(Bloomberg) -- Profits at industrial firms in China plunged in the first two months of the year as factories had yet to fully recover from a Covid-induced slump and prices continued to decline.

Industrial profits in the January-February period dropped 22.9% from a year earlier, the National Bureau of Statistics said Monday. For the entirety of 2022, profits declined 4% from the prior year. 

“Even though industrial production rebounded, market demand hadn’t recovered completely,” NBS statistician Sun Xiao said in a statement accompanying the data. Sun added that the decline in revenue was greater than the drop in costs, weighing on gross corporate profits.

Foreign firms continued to lag behind others, with profits plummeting 35.7% in the first two months of the year from the same time a year prior. That compared to a drop of 9.5% for all of 2022. Profits at private firms fell 19.9% in the January-February period, while those at state-owned enterprises declined 17.5%.

The plunge in profits came despite data earlier this month showing industrial output rebounded in the first two months of the year to 2.4% after Covid restrictions were scrapped and as a wave of infections subsided. Producer deflation, though, deepened in February as commodity costs softened, a sign that some factories are cutting prices, resulting in falling revenue and smaller profits.

“Firms were not able to pass on the higher costs to downstream users as demand has yet to recover fully,” said Michelle Lam, Greater China economist at Societe Generale SA.

Monday marked the first time China reported profit data in 2023. The first two months of the year are typically combined to account for distortion effects because of the Lunar New Year holiday, which can fall in either month. Officials have not released single-month data for profits since last June. 

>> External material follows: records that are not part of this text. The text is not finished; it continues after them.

PR #372, opened 2022-05-18
Add check of soft limit at start ramp and tail-off

BenBradnick:
This adds checks for soft limits in the pmacChildPart when calculating the move to the start position and the tail off at the end of a scan, and raises an Exception if they go out of bounds.

It is expected that GDA will do a basic check of the scan grid/line against the soft limits before submitting the scan to Malcolm.

The remaining edge cases are checking turnaround points and when fly scanning, which stretches out the points.

The other issues to potentially resolve are:

- Handling fly scans which stretch out the points
- Turnaround points
- Should the trajectory be aborted if running when attempting to add the tail off, or whether we can just get away with not adding the tail off point

### DIFF
--- a/malcolm/modules/pmac/infos.py
+++ b/malcolm/modules/pmac/infos.py
@@ -2,8 +2,6 @@ from malcolm.core import Info
 
 from .velocityprofile import VelocityProfile
 
-import math
-
 
 class PmacVariablesInfo(Info):
     """List variable values for variables required in kinematics
@@ -55,6 +53,8 @@ class MotorInfo(Info):
         units: str,
         user_high_limit: float,
         user_low_limit: float,
+        dial_high_limit: float,
+        dial_low_limit: float,
     ) -> None:
         self.cs_axis = cs_axis
         self.cs_port = cs_port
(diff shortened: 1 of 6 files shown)


malcolm/modules/pmac/infos.py
```diff
@@ -109,3 +115,16 @@ def in_cts(self, position: float) -> int:
         """Return the position (in EGUs) translated to counts"""
         cts = int(round((position - self.offset) / self.resolution))
         return cts
+
+    def check_position_within_soft_limits(self, position: float) -> bool:
+        """Check a position (in EGUs) against the soft limits and return True/False"""
+        # Soft limits of 0.0, 0.0 on a motor record means we should ignore them
+        if math.isclose(
```
coretl, line 122: Do we need to do isclose? I though 0.0 was always 0.0 in floating point land? Also, does 0.0, 0.0 disable limits in drive limits or user limits?

BenBradnick: 0.0 does seem to be 0.0 in floating point land - I am guessing it's safe because there's no operation on the value before comparison.

I now use dial limits to determine whether the soft limits are enabled or not.

PR #376, opened 2022-06-15
Feature/ad tucsen

tomtrafford:
Added blocks for using ADTucsen detectors. This currently requires a sleep during on_configure, due to the detector library being ready to acquire before the detector is.

### DIFF
--- a/malcolm/modules/ADTucsen/parts/tucsendriverpart.py
+++ b/malcolm/modules/ADTucsen/parts/tucsendriverpart.py
@@ -1,0 +1,41 @@
+from typing import Any
+from annotypes import Anno, Any, add_call_types
+import cothread
+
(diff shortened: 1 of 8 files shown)


malcolm/modules/ADTucsen/parts/tucsendriverpart.py
```diff
@@ -0,0 +1,43 @@
...
+        super(TucsenDriverPart, self).on_configure(
+            context,
+            completed_steps,
+            steps_to_do,
+            part_info,
+            generator,
+            fileDir,
+            **kwargs,
+        )
+        cothread.Sleep(1.5)
```
coretl, line 43: Are there any PVs we can check instead of doing a sleep?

What Bloomberg Economics Says ... 

“We expected China’s industrial profits to post a smaller drop in the first two months of 2023 compared with 2022. Turns out, they cratered, with a 22.9% plunge. Clearly, the reopening lift to activity hasn’t yet done much for the bottom line. It will take more time for demand and confidence to strengthen.”

— Eric Zhu, economist

Read the full report here.

The economic recovery still faces headwinds from higher-than-expected unemployment and a continued slump in real estate investment — as well as an uncertain global environment that may weigh on demand for Chinese exports, which are already under pressure.

While China’s industrial production will “rebound,” according to Xing Zhaopeng, senior China strategist at Australia & New Zealand Banking Group Ltd., “the prices will continue to be impacted by global central banks’ tightening monetary policies.” Xing added that the decline in industrial profit growth is expected to “narrow markedly going forward.”

Beijing is counting on a rebound in domestic investment and consumer demand to meet its economic growth target of about 5% this year. Economists surveyed by Bloomberg expect the economy to grow 5.3% this year.